§ Exercise directions
From the entries below, list each line with "shown".

*** Opening of Working data ***

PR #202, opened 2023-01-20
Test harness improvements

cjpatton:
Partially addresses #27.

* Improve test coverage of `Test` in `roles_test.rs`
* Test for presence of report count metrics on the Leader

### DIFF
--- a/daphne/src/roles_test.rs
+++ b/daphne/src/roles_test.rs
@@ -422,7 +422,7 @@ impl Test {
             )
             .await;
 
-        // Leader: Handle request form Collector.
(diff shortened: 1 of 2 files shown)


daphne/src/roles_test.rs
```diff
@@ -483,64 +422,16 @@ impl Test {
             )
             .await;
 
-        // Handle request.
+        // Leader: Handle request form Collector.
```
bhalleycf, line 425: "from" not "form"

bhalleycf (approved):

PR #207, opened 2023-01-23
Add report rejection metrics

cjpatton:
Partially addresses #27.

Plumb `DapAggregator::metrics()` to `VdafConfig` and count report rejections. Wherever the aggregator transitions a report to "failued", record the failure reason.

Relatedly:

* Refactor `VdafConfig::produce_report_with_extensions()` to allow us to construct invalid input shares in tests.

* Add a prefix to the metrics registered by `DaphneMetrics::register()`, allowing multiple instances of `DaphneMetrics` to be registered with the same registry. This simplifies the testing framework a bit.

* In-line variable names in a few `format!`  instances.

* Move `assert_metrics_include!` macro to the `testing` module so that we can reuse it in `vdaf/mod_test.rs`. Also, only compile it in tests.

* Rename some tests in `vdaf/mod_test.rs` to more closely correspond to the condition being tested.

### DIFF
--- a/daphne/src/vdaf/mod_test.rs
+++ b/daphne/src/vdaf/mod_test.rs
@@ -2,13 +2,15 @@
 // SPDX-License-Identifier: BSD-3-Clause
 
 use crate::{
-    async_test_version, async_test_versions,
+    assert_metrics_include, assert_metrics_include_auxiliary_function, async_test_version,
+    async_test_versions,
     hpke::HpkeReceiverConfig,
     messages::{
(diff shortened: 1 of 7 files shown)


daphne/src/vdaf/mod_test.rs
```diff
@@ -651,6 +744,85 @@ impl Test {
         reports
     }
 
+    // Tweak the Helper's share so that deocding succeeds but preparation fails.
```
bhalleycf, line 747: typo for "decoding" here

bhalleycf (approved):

*** Close of Working data ***
*** Opening of Working data ***

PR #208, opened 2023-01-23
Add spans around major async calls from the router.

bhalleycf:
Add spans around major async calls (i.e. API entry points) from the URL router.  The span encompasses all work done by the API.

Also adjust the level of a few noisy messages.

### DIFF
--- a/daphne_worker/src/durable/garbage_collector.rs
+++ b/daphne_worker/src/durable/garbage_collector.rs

*** Close of Working data ***

§ Task answer
(diff shortened: 1 of 2 files shown)
(diff shortened: 1 of 7 files shown)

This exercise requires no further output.